Food Webs & Food Chains
Explain why energy decreases as you move up an energy pyramid.
Energy decreases because some is lost as heat at each transfer.
Define what a trophic level is and give one example.
A trophic level is a feeding position in a food chain — producers are first level, consumers are higher.
Differentiate between herbivores, carnivores, and omnivores.
Herbivores eat plants; carnivores eat animals; omnivores eat both.
Identify which spheres interact when plants take in carbon dioxide and release oxygen.
The biosphere and atmosphere interact when plants release oxygen and absorb carbon dioxide.
List one positive and one negative way humans affect ecosystems.
Positive: conservation and recycling; Negative: pollution and deforestation.
Compare energy flow in a food chain vs. a food web.
A food chain is linear, while a food web shows multiple interconnections among organisms.
Explain how organisms at different trophic levels depend on each other.
Energy is transferred when one organism eats another, but some is always lost as heat.
Predict what would happen if decomposers were removed from an ecosystem.
Without decomposers, dead matter would accumulate and nutrients wouldn’t recycle.
Describe how the hydrosphere and atmosphere interact during evaporation.
Water from the hydrosphere evaporates into the atmosphere as vapor during the water cycle.
Predict the effect of deforestation on the carbon cycle.
If deforestation reduces photosynthesis, more CO₂ stays in the air, increasing the greenhouse effect.
Predict what would happen to a forest food web if the primary consumers disappeared.
If primary consumers disappeared, predators would decline from lack of food, and producers might temporarily increase.
Compare trophic levels in a desert and an ocean ecosystem.
Deserts often have shorter food chains; oceans have longer and more complex chains.
Explain how scavengers and decomposers both recycle matter.
Scavengers consume dead organisms; decomposers break them down chemically into nutrients.
Predict what would happen to the biosphere if volcanic eruptions increased globally.
Volcanic ash (geosphere) blocks sunlight (atmosphere), harming plants (biosphere).
Explain how pollution can alter energy flow in aquatic food webs.
Toxins bioaccumulate, moving up food webs and harming top predators.
Analyze how energy efficiency affects top predators in an ecosystem.
Low energy efficiency (only ~10% transfer) limits the population size of top predators.
If 10,000 kcal of energy enters an ecosystem, estimate how much reaches tertiary consumers.
If 1,000 kcal starts with producers, roughly 10 kcal reaches tertiary consumers.

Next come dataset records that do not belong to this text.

PR #5464, opened 2024-04-09
support reversing values for one or more selected columns

JorisGoosen:
This adds a button to both the columnheader menu in the data viewer and the label-editor.

Implements https://github.com/jasp-stats/jasp-issues/issues/2325 as far as the reversing of values goes.
This is pretty straightforward:
- it collects all values and checks if they (convertible to) `double`
- orders them and makes a mapping from highest to lowest, highest-1 to lowest+1, etc
- writes them back to the labels

Also supports this for multiple columns a la change columntype


JohnnyDoorn:
What's a good way to test this if I don't build JASP? Is it straightforward to turn this into a nightly? Or should I just test it on one of your computers?

JorisGoosen:
> What's a good way to test this if I don't build JASP? Is it straightforward to turn this into a nightly? Or should I just test it on one of your computers?

Ah ok, well I can let a nightly build for you, sure, arm64 macos right?
Im currently merging the undo-commands for columntype and reverse values into one though.

Because otherwise it takes quite a lot of Cmd+Z to get back to the previous state after changing all columns :p

JohnnyDoorn:
Awesome, thanks <3

boutinb (approved):

boutinb:
Just added a commit so that the Undo text gets the right column name

JorisGoosen:
Ill just merge it, @JohnnyDoorn will see it in the development nightly tomorrow.
Im also making an extra change where you can order the labels by value, should be done in a few minutes

PR #5466, opened 2024-04-11
Better selecting!

JorisGoosen:
started work on jasp-stats/INTERNAL-jasp#2495

this PR will:
- allow for selecting disjunct sections of the data
- actions on selected stuff should only do things for those selected
- copy pasting within jasp will only copy those cells selected
- to spreadsheet it will copy nonselected cells as ""
- cmd/shift clicking now should work

I couldnt get the nice shift-select on hover to work properly for now but that is way less important than being able to change columntypes or reversing levels so here we are.
Ive turned on a build of `betterSelecting` for @JohnnyDoorn to review, if the static server with the nightlies does not go down in the meantime

### DIFF
--- a/Common/timers.cpp
+++ b/Common/timers.cpp
@@ -26,8 +26,17 @@ void _printAllTimers()
 {
 	if(timers == nullptr)
 		return;
+	
+	typedef std::pair<std::string, boost::timer::cpu_timer *> nameTimerPair;
+	
+	std::vector<nameTimerPair> sortMe(timers->begin(), timers->end());
+	
+	std::sort(sortMe.begin(), sortMe.end(), [](const nameTimerPair & l, const nameTimerPair & r)
+	{
+		return l.second->elapsed().user > r.second->elapsed().user;
+	});
 
-	for(auto keyval : *timers)
+	for(const nameTimerPair & keyval : sortMe)
 		std::cout << keyval.first << " ran for " << keyval.second->format() << std::endl;
 }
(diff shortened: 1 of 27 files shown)


boutinb:
Several issues found:

- An extra insert negative rows in the Undo stack appears when copy paste some values. I solved it in ExpandDataProxyModel::_expandIfNecessary (https://github.com/jasp-stats/jasp-desktop/pull/5466/commits/f5d507065e21953c21b99848a411038bf7ca7efc).
- The VariableWindow does not show the selected variable in the Data view. It shows the right variable only if the header of the column is clicked, not if a cell is clicked.
Screenshot 2024-04-19 at 15 34 53

- If you set a value on an extra row, this value disappears.
- If you copy-paste some values on a column, and some of these values add some labels, when undoing the values are reset to their original values, but the labels stay even if no value uses them. This is not the case when just setting a new value (by typing directly in the cell), and undoing it.

JorisGoosen:
Also a point I found: doing selext all on certain data (probably just big, as I used the data from https://github.com/jasp-stats/INTERNAL-jasp/issues/2498) is crazy slow.

JorisGoosen:
Alright I guess this is ready for review again, ive turned on a build for macos arm  for Johnny in case he wants to have a look

JorisGoosen:
I will work on a speedup for big copies in a separate branch though

boutinb (approved):

PR #5468, opened 2024-04-15
Fix TabView issues

### LINKED ISSUE #2661: [Bug]: QML TabView previous tab gets cut off for multiple tabs
### JASP Version

0.18.3

### Commit ID

_No response_

### JASP Module

Process

Classical Process

Windows 10

### Bug Description

When specifying a second (or third) model in the dropdown interface in the tabview component and switching back to the tab of the first model the interface is cut off in the bottom.

image
[tabview_bug.zip](https://github.com/jasp-stats/jasp-issues/files/14930439/tabview_bug.zip)

### Expected Behaviour

The full interface should be displayed.

### Steps to Reproduce

1. Specify two models in separate tabs using the dropdown interface.
2. Go back to the first tab.

### Log (if any)

_No response_

### Final Checklist

### LINKED ISSUE #2662: [Bug]: Dropdowns reset in TabView component when new tab is added
### JASP Version

0.18.3

### Commit ID

c8c4acf1dcb12480b97fe7e07583b903366768df

### JASP Module

Process

Classical Process

Windows 10

### Bug Description

When adding a second tab in the tab view component in the `Models` section, all dropdowns in the first tab reset.

First tab with options selected in dropdowns:

image

Second tab with emtpy dropdowns:

image

Now, when switching back to the first tab, all dropdowns are empty too:

image

This also happens when adding a third tab (and so on).

### Expected Behaviour

The dropdowns in the first tab should keep their original values.

### Steps to Reproduce

1. Specify the dropdowns in the first tab.
2. Add a second tab.
3. Go back to the first tab.

### Log (if any)

_No response_

### Final Checklist

boutinb:
Fixes https://github.com/jasp-stats/jasp-issues/issues/2662 
Fixes https://github.com/jasp-stats/jasp-issues/issues/2661

The height of a TabView was not correctly set, especially when the height could vary dynamically.
Also the Tab buttons got a a new look so that selected button becomes more visible.

Remove ShouldShowFocus property in jaspControl (it has no use), and rename some functions.

### DIFF
--- a/QMLComponents/components/JASP/Controls/TabView.qml
+++ b/QMLComponents/components/JASP/Controls/TabView.qml
@@ -25,7 +25,6 @@ ComponentsListBase
 {
 	id						: tabView
 	background				: rectangleItem
-	focusIndicator			: null
 	implicitWidth 			: parent.width
 	implicitHeight			: itemStack.y + itemStack.height
 	shouldStealHover		: false
@@ -34,8 +33,7 @@ ComponentsListBase
 	minimumItems			: 1
 	newItemName				: qsTr("New tab")
 	controlType				: JASPControl.TabView
-
-	onFocusIndicatorChanged	: focusIndicator = null
+	focusOnTab				: false
 
 	property alias	label				: tabView.title
 	property bool	showAddIcon			: addItemManually
--- a/QMLComponents/components/JASP/Controls/TabView.qml
+++ b/QMLComponents/components/JASP/Controls/TabView.qml
@@ -1,5 +1,5 @@
 //
-// Copyright (C) 2013-2018 University of Amsterdam
+// Copyright (C) 2013-2024 University of Amsterdam
 //
 // This program is free software: you can redistribute it and/or modify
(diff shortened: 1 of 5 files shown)


JorisGoosen:
Ok, the issue https://github.com/jasp-stats/jasp-issues/issues/2662 is solved now.


However, I still get the wrong height for switching models ( https://github.com/jasp-stats/jasp-issues/issues/2661 ):
afbeelding

afbeelding

After adding model 3, 1 and 2 both have the wrong height.  In fact it seems that only the last model has the correct height.
Also after, for instance, removing the last one the then last one gets a correct height.

JorisGoosen (changes requested):
Uh yeah, so I request that the height gets set properly ;)

boutinb:
I see with the pictures you show, that you did not use the right branch to test: the look & feel of the tab buttons is not the same:
Screenshot 2024-04-18 at 18 12 50

JorisGoosen (approved):

PR #5478, opened 2024-04-23
labels should be written batched during load

JorisGoosen:
should speed up loading certain files
Might fix or improve https://github.com/jasp-stats/INTERNAL-jasp/issues/2498


shun2wang (approved):
6-10 times speed improvement!

PR #5483, opened 2024-04-29
Generate properly the markdown help

boutinb:
The JASPControl::helpMD function has been simplified, so that all specific display needed for a control, has been moved to the overriden control function. 

The info property is changed into a QVariant, so that more information can be set. 
For controls: if it is a string, this is, as before, just the text of the info. But it can be used as an object like this: 
`{ text: "....", label: "....", useControlType: true, isHeader: true}` 
In this way the developer can specify whether the label can have another value than the title, whether the type of the control should be displayed, and whether the info should be displayed as an header. Other kind of information can be later easily added.

For Form, the info can be also just a string but also an object: 
`{ top: "..",, bottom: "...", references: ["ref1, "ref2"], RPackages: ["pack1", "pack2"], examples: ["example1", "example2"] }`

### DIFF
--- a/QMLComponents/analysisform.cpp
+++ b/QMLComponents/analysisform.cpp
@@ -901,13 +901,13 @@ QString AnalysisForm::helpMD() const
 	markdown << metaHelpMD();
 	
 	if(!_info.bottom.isEmpty())
-		markdown << _info.bottom  << "\n";
+		markdown << "\n\n---\n" << _info.bottom  << "\n";
 
 	auto printList = [&markdown](const QStringList& list, const QString& title) -> void
 	{
 		if(list.length() > 0)
 		{
-			markdown << ("\n\n---\n# " + title + "\n");
+			markdown << ("\n\n---\n### " + title + "\n");
 			for (const QString& elt : list)
 				markdown << "- " << elt << "\n";
 		}
--- a/QMLComponents/analysisform.cpp
+++ b/QMLComponents/analysisform.cpp
@@ -884,7 +884,7 @@ std::set<string> AnalysisForm::usedVariables()
 ///Generates documentation based on the "info" entered on each component
 QString AnalysisForm::helpMD() const
 {
-	if(!_analysis) return "";
+	if(!_analysis || !initialized()) return "";
 
 	QStringList markdown =
 	{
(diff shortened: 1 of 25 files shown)


QMLComponents/analysisform.cpp
```diff
@@ -308,12 +307,31 @@ QString AnalysisForm::msgsListToString(const QStringList & list) const
...
 		return;
 
-	_info = info;
+	_info.var = info;
+
+	if (info.canConvert<QString>())
+		_info.top = info.toString();
+	else if (info.canConvert<QMap<QString, QVariant> >())
+	{
+		QMap<QString, QVariant> map = info.toMap();
```
JorisGoosen: Maybe you should make a proper type for this instead of a variantmap...

boutinb: Hmm I have tried now for some hours, but I cannot make it.
If I have a look at the Qt doc, I should use Q_GADGET and QML_VALUE_TYPE
https://doc.qt.io/qt-6/qtqml-typesystem-valuetypes.html
https://doc.qt.io/qt-6/qtqml-cppintegration-definetypes.html
But it gives errors either in compilation at run-time not recognizing the type... There is also no real example how to use QML_VALUE_TYPE.

JorisGoosen: https://doc.qt.io/qt-6/qtqml-cppintegration-definetypes.html#registering-an-instantiable-object-type

This no?

JorisGoosen: I can have a look tomorrow

QMLComponents/analysisform.cpp
```diff
@@ -308,12 +307,31 @@ QString AnalysisForm::msgsListToString(const QStringList & list) const
...
+		if (map.contains("top"))
+			_info.top = map["top"].toString();
+		if (map.contains("bottom"))
+			_info.bottom = map["bottom"].toString();
+		if (map.contains("references"))
```
JorisGoosen: Did you see https://github.com/jasp-stats/INTERNAL-jasp/issues/445 ?

QMLComponents/analysisform.cpp
```diff
@@ -308,12 +307,31 @@ QString AnalysisForm::msgsListToString(const QStringList & list) const
...
+			_info.references = map["references"].toStringList();
+		if (map.contains("RPackages"))
```
JorisGoosen: Why dont we get the packages from `DESCRIPTION` instead?

PR #5484, opened 2024-04-29
implements working directory from data

JorisGoosen:
implements https://github.com/jasp-stats/jasp-issues/issues/895


RensDofferhoff (approved):
works fine

PR #5486, opened 2024-04-30
Handle comments in ODS better & more!

JorisGoosen:
I tried to make the importers all a bit more generic by moving some handy functions to Importer from Readstat and reusing that for ODS etc. Although I didnt integrate he jaspImporter and jaspImporterOld. As they arent even derived from Importer... But I left that this way as those "importers" is rather different anyway.

This should make sure that the title of a column is derived from the label in readstat or a comment in ODS
Any cell-comments in ODS are used as labels now

Should implement https://github.com/jasp-stats/jasp-issues/issues/352
Also implements https://github.com/jasp-stats/jasp-issues/issues/2660

### DIFF
--- a/Desktop/data/importers/csvimporter.cpp
+++ b/Desktop/data/importers/csvimporter.cpp
@@ -25,7 +25,6 @@ using namespace std;
 
 CSVImporter::CSVImporter() : Importer()
 {
-    DataSetPackage::pkg()->setIsJaspFile(false);
 }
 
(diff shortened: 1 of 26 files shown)


RensDofferhoff:
Tested on a few files.
Aside from the sync issue it seems fine to me.

RensDofferhoff (dismissed):

JorisGoosen:
Ill have a look if I can solve the sync thing now

EDIT: the synch thing seems to be broken in development as well..

PR #5487, opened 2024-04-30
Fix ribbon column inserts

JorisGoosen:
just specify which datasetview is the "main" one instead of hoping its the last or the first created...
this should link the right one to the ribbon and then fixes jasp-stats/INTERNAL-jasp#2516


RensDofferhoff (approved):
Works!

PR #5490, opened 2024-05-02
make synching great again

JorisGoosen:
This makes synchronisation work and adds some nuance:
- csvs are assumed to only have values, so users are allowed to enter labels for those values and those labels will then be used for new entries of those values.
- ODS (and readstat stuff) however can have labels, so there a user that overwrites a label will disable synchronisation
- Columns are also reordered to reflect the order they have in the datafile
- on synch any duplicate labels (value and display are the same) are merged into the first one
- also after a synch (or manual entering of data in editor) any orphaned labels (not in the data anymore) are removed

I did not test with readstat files because I do not have any of those proprietary messes installed on any of my systems.
But I assume that works fine as they all use the same interface internally anyway

### DIFF
--- a/CommonData/column.cpp
+++ b/CommonData/column.cpp
@@ -485,6 +485,10 @@ columnType Column::setValues(const stringvec & values, const stringvec & labels,
 		}
 	}
 	
+	if(labelsRemoveOrphans() && aChange)
+		(*aChange) = true;
+	
+	
 	dbUpdateValues(false);
 	
 	//Now determine what the most logical columntype would be given the current values AND empty values!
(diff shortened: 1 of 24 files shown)


RensDofferhoff:
Found one issue until now:
- Start libreoffice with :
[Book.ods](https://github.com/jasp-stats/jasp-desktop/files/15199723/Book.ods)
- Open the same file in jasp.
- right click on the empty column and insert a new column in libre.
- Save

Crashes with std::exception

RensDofferhoff:
Also happens for CSVs

JorisGoosen:
Cannot reproduce on macos...

JorisGoosen:
Ok, ill merge this now so we can build some nightlies of it, but then ill fix linux tomorrow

Compare the role of a keystone species to that of a top predator.
Keystone species maintain ecosystem balance; losing them often collapses the system.
Analyze how erosion connects the geosphere and hydrosphere.
Moving water (hydrosphere) erodes rock (geosphere), showing the spheres’ interaction.
Compare renewable and nonrenewable resource use in terms of sustainability.
Renewable resources replenish naturally (like solar, wind); nonrenewables are finite (like coal, oil).
Evaluate why decomposers are essential for maintaining energy balance in ecosystems.
Decomposers recycle nutrients, allowing energy to continue cycling through the ecosystem.
Evaluate the impact of removing a trophic level on the stability of an ecosystem.
Removing a trophic level disrupts energy flow and can destabilize the whole ecosystem.
Assess how humans act as consumers and how this affects natural ecosystems
Humans disrupt food chains through pollution, overfishing, and altering natural habitats.
Evaluate how human activity in one sphere can disrupt another (give an example).
Example: Burning fossil fuels (geosphere) releases gases (atmosphere) that affect climate (biosphere).
Evaluate which human action (pollution, deforestation, overfishing) most threatens biodiversity and why.
Deforestation has the greatest impact — loss of habitat, biodiversity, and climate regulation.